PR #36, opened 2018-01-27
Update SelectComponent to be compatible with Angular Forms

corytak:
Implemented the `ControlValueAccessor` interface to ensure compatibility with angular forms. In order to properly test this, I created a test component that used the select component and used a reactive form. 

I did sneak in some exports to `cashmere.ts`

### DIFF
--- a/src/app/lib/select/select.component.ts
+++ b/src/app/lib/select/select.component.ts
@@ -25,7 +25,7 @@ export class SelectComponent implements ControlValueAccessor {
   onTouched: any = () => { };
 
   get alpha() {
-    return this.disabled ? 0.4 : 1.0;
+    return this.disabled ? this.disabledAlpha : this.enabledAlpha;
   }
 
   get value() {
--- a/src/app/lib/select/select.component.ts
+++ b/src/app/lib/select/select.component.ts
@@ -18,7 +18,7 @@ export class SelectComponent implements ControlValueAccessor {
   @Input() placeholder: string;
   @Input() options: Array<string> = [];
   @Input() disabled: boolean = false;
-  _value: any;
+  _value: string;
   onChange: any = () => { };
   onTouched: any = () => { };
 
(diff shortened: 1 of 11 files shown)


src/app/lib/select/select.component.ts
```diff
@@ -1,22 +1,56 @@
...
+    return this.disabled ? this.disabledAlpha : this.enabledAlpha;
+  }
 
-  constructor() { }
+  get value() {
+    return this._value;
+  }
+
+  set value(val: string) {
+    this._value = val;
```
jacquie: Do we need to check for the existence of onChange and onTouch here or is it guaranteed that they will be set by this point?

src/app/lib/select/select.component.ts
```diff
@@ -1,22 +1,56 @@
...
+  }
+
+  registerOnTouched(fn: any) {
+    this.onTouched = fn;
+  }
 
-  ngOnInit() {
-    if (this.disabled) {
-      this.alpha = 0.4;
+  writeValue(value: string) {
```
benjanderson: Im trying to figure out what this is for?

src/app/lib/select/select.component.ts
corytak: This would get called when the user has selected a new element and the change event is dispatched: `(change)="value = $event.target.value"`. onChange and onTouch are initialized with the component and so I believe it's guaranteed they'll be set by the time the user chooses a new selection.

src/app/lib/select/select.component.ts
corytak: `writeValue` takes a value from a reactive form and sets it in the component. So if we created a formGroup in our host component and patched the values from an ajax call for example, the select element's value would be replaced with the new form value.

corytak:
@andrew-frueh the getting started button issue is resolved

**Exercise:** Repeat the entries exactly, all of them.

**Task answer:**
PR #36, opened 2018-01-27
Update SelectComponent to be compatible with Angular Forms

corytak:
Implemented the `ControlValueAccessor` interface to ensure compatibility with angular forms. In order to properly test this, I created a test component that used the select component and used a reactive form. 

I did sneak in some exports to `cashmere.ts`

### DIFF
--- a/src/app/lib/select/select.component.ts
+++ b/src/app/lib/select/select.component.ts
@@ -25,7 +25,7 @@ export class SelectComponent implements ControlValueAccessor {
   onTouched: any = () => { };
 
   get alpha() {
-    return this.disabled ? 0.4 : 1.0;
+    return this.disabled ? this.disabledAlpha : this.enabledAlpha;
   }
 
   get value() {
--- a/src/app/lib/select/select.component.ts
+++ b/src/app/lib/select/select.component.ts
@@ -18,7 +18,7 @@ export class SelectComponent implements ControlValueAccessor {
   @Input() placeholder: string;
   @Input() options: Array<string> = [];
   @Input() disabled: boolean = false;
-  _value: any;
+  _value: string;
   onChange: any = () => { };
   onTouched: any = () => { };
 
(diff shortened: 1 of 11 files shown)


src/app/lib/select/select.component.ts
```diff
@@ -1,22 +1,56 @@
...
+    return this.disabled ? this.disabledAlpha : this.enabledAlpha;
+  }
 
-  constructor() { }
+  get value() {
+    return this._value;
+  }
+
+  set value(val: string) {
+    this._value = val;
```
jacquie: Do we need to check for the existence of onChange and onTouch here or is it guaranteed that they will be set by this point?

src/app/lib/select/select.component.ts
```diff
@@ -1,22 +1,56 @@
...
+  }
+
+  registerOnTouched(fn: any) {
+    this.onTouched = fn;
+  }
 
-  ngOnInit() {
-    if (this.disabled) {
-      this.alpha = 0.4;
+  writeValue(value: string) {
```
benjanderson: Im trying to figure out what this is for?

src/app/lib/select/select.component.ts
corytak: This would get called when the user has selected a new element and the change event is dispatched: `(change)="value = $event.target.value"`. onChange and onTouch are initialized with the component and so I believe it's guaranteed they'll be set by the time the user chooses a new selection.

src/app/lib/select/select.component.ts
corytak: `writeValue` takes a value from a reactive form and sets it in the component. So if we created a formGroup in our host component and patched the values from an ajax call for example, the select element's value would be replaced with the new form value.

corytak:
@andrew-frueh the getting started button issue is resolved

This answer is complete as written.